Line count for "sqlx": report how many lines in this material hold that string, with the number alone as the answer.
• • • • • • •
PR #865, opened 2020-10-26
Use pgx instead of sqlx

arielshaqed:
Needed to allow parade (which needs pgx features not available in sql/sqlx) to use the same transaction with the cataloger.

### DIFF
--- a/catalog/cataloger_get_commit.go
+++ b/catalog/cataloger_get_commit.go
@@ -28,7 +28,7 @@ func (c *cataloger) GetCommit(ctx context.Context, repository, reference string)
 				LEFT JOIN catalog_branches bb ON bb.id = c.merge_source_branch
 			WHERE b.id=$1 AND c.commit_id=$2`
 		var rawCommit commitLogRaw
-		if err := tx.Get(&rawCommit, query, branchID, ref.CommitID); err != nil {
• • • • • • •
Completed task – 2